| EXERCISE PROMPT |
This exercise asks for the entries below to be printed exactly.
━━━━━━━━━━━━━━━━
PR #374, opened 2020-03-06
Remove Side#isDynamaxed and rename Pokemon#isMax

scheibo:
`Side#isDynamaxed` seems completely wrong (its a field in the Pokemon controls, not field) and doesn't belong there in the calc. But the field has a more descriptive name, so I've switched to that.


scheibo:
K so the last two commits actually fix this. I can maybe see what the original author just threw this on Side - Side is immutable so doesnt get cloned

PR #376, opened 2020-03-07
Use isMax option in constructor

ajhyndman:
It looks like `isMax` is accepted as an option by the `Pokemon` class constructor but not actually used.

It looks like this might be an oversight!  This change sets the current value of this.isMax using that option.


scheibo:
Thanks for catching this! https://github.com/smogon/damage-calc/pull/374 is already open with changes in this area so I'm going to include your change there.

ajhyndman:
Amazing!  Thanks for rolling that in.

Issue #348, opened 2019-09-04
Miscellaneous Bugs & Feature Requests


scheibo:
Past reported bugs and feature requests from the [Smogon thread](https://www.smogon.com/forums/threads/pok%C3%A9mon-showdown-damage-calculator.3593546/). I'm unsure if the 'Potential' bugs are still relevant, they should be moved under 'Verified' once confirmed (or removed).

Bugs can still be addressed as they are reported on the thread and is still the correct venue for reporting bugs, but this issue just exists to make track things which may have fallen through the cracks and been forgotten about.

# Bugs

## Verified

- [ ] **Parental Bond**: https://github.com/Zarel/honko-damagecalc/issues/330
- [ ] **Gen 7 modifer order**: https://github.com/Zarel/honko-damagecalc/issues/331

## Potential

- [ ] **Aerilate in "All vs One"**: _"Noticed that Aerilate doesn't seem to be
  calculating correctly on "All vs One". Mega Blaziken getting hit with Mega
  Salamence's Double-Edge only does 73% damage apparently..."_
━━━━━━━━━━━━━━━━
| RESULT BELOW |
PR #374, opened 2020-03-06
Remove Side#isDynamaxed and rename Pokemon#isMax

scheibo:
`Side#isDynamaxed` seems completely wrong (its a field in the Pokemon controls, not field) and doesn't belong there in the calc. But the field has a more descriptive name, so I've switched to that.


scheibo:
K so the last two commits actually fix this. I can maybe see what the original author just threw this on Side - Side is immutable so doesnt get cloned

PR #376, opened 2020-03-07
Use isMax option in constructor

ajhyndman:
It looks like `isMax` is accepted as an option by the `Pokemon` class constructor but not actually used.

It looks like this might be an oversight!  This change sets the current value of this.isMax using that option.


scheibo:
Thanks for catching this! https://github.com/smogon/damage-calc/pull/374 is already open with changes in this area so I'm going to include your change there.

ajhyndman:
Amazing!  Thanks for rolling that in.

Issue #348, opened 2019-09-04
Miscellaneous Bugs & Feature Requests


scheibo:
Past reported bugs and feature requests from the [Smogon thread](https://www.smogon.com/forums/threads/pok%C3%A9mon-showdown-damage-calculator.3593546/). I'm unsure if the 'Potential' bugs are still relevant, they should be moved under 'Verified' once confirmed (or removed).

Bugs can still be addressed as they are reported on the thread and is still the correct venue for reporting bugs, but this issue just exists to make track things which may have fallen through the cracks and been forgotten about.

# Bugs

## Verified

- [ ] **Parental Bond**: https://github.com/Zarel/honko-damagecalc/issues/330
- [ ] **Gen 7 modifer order**: https://github.com/Zarel/honko-damagecalc/issues/331

## Potential

- [ ] **Aerilate in "All vs One"**: _"Noticed that Aerilate doesn't seem to be
  calculating correctly on "All vs One". Mega Blaziken getting hit with Mega
  Salamence's Double-Edge only does 73% damage apparently..."_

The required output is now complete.